PR #222, opened 2018-11-14
[HOPSWORKS-811] Conda speedup

jimdowling:
https://logicalclocks.atlassian.net/browse/HOPSWORKS-811

### DIFF
--- a/files/default/sql/ddl/0.6.1.sql
+++ b/files/default/sql/ddl/0.6.1.sql
@@ -1,1 +1,2 @@
 ALTER TABLE `hopsworks`.`project` ADD COLUMN `conda_env` TINYINT(1) DEFAULT 0;
+UPDATE `hopsworks`.`project` SET conda_env=1 WHERE conda=1;
--- a/files/default/sql/ddl/0.6.1.sql
+++ b/files/default/sql/ddl/0.6.1.sql
@@ -1,0 +1,1 @@
+ALTER TABLE `hopsworks`.`project` ADD COLUMN `conda_env` TINYINT(1) DEFAULT 0;
--- a/templates/default/sql/dml/0.6.1.sql.erb
+++ b/templates/default/sql/dml/0.6.1.sql.erb
@@ -1,1 +1,1 @@
-UPDATE `hopsworks`.`project` SET conda_env=1 WHERE conda=1;
+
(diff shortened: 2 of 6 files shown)


files/default/sql/ddl/0.6.1.sql
```diff
@@ -0,0 +1 @@
+ALTER TABLE `hopsworks`.`project` ADD COLUMN `conda_env` TINYINT(1) DEFAULT 0;
```
SirOibaf: Shouldn't this be `default 1`? On the current installations each project has a conda_env already

templates/default/sql/dml/0.6.1.sql.erb
```diff
@@ -0,0 +1 @@
+UPDATE `hopsworks`.`project` SET conda_env=1 WHERE conda=1;
```
SirOibaf: This is not how it works. The dml files are re-run at every update.

jimdowling: ok, will fix. We misunderstood it - thought they were run once. The idea behind flyway is that you can run an update between versions, and do an undo to rollback.

How do we do that now?

SirOibaf: First of all, the community version of Flyway doesn't support rollbacks, so if you want to rollback you have to do it manually.
For ddl instructions it works as before, except that they are just plain files, not templates.
For dml instructions we have 1 file per version and we run them all each time. The reason is that in the dml files we add IPs, framework/libraries versions and bunch of other attributes - mainly to the settings table. These attributes need to be updated at each update but we don't want to replicate the SQL in each dml version file because otherwise the files will grow exponentially.

Example: Let's say you add a settings which is used only by 0.6.1. Then you add to the `dml/0.6.1.sql` a `REPLACE INTO ...`. In the undo file you add the delete, so if you have to rollback (manually as for the ddl) you leave the settings table clean. The undo is particularly important if you change the meaning of a given field between updates.

jimdowling: I can't set default to '1'. It will screw up the code, as the code will then have to set it back to '0' in loads of places. '0' is the correct default.
What i want to do is set it to '1' for existing projects that have conda enabled already.
So i will move my dml command to the ddl file - even though the command itself is not strictly ddl. It should only be executed once. There is no undo for the update command, as dropping the column means the  updated value doesn't matter.

SirOibaf: Ok, this works as well.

* [Exercise]: Starting at the line that contains "For ddl instructions", quote each remaining line of the entries above, unchanged.

* [Answer box]:
For ddl instructions it works as before, except that they are just plain files, not templates.
For dml instructions we have 1 file per version and we run them all each time. The reason is that in the dml files we add IPs, framework/libraries versions and bunch of other attributes - mainly to the settings table. These attributes need to be updated at each update but we don't want to replicate the SQL in each dml version file because otherwise the files will grow exponentially.

Example: Let's say you add a settings which is used only by 0.6.1. Then you add to the `dml/0.6.1.sql` a `REPLACE INTO ...`. In the undo file you add the delete, so if you have to rollback (manually as for the ddl) you leave the settings table clean. The undo is particularly important if you change the meaning of a given field between updates.

jimdowling: I can't set default to '1'. It will screw up the code, as the code will then have to set it back to '0' in loads of places. '0' is the correct default.
What i want to do is set it to '1' for existing projects that have conda enabled already.
So i will move my dml command to the ddl file - even though the command itself is not strictly ddl. It should only be executed once. There is no undo for the update command, as dropping the column means the  updated value doesn't matter.

SirOibaf: Ok, this works as well.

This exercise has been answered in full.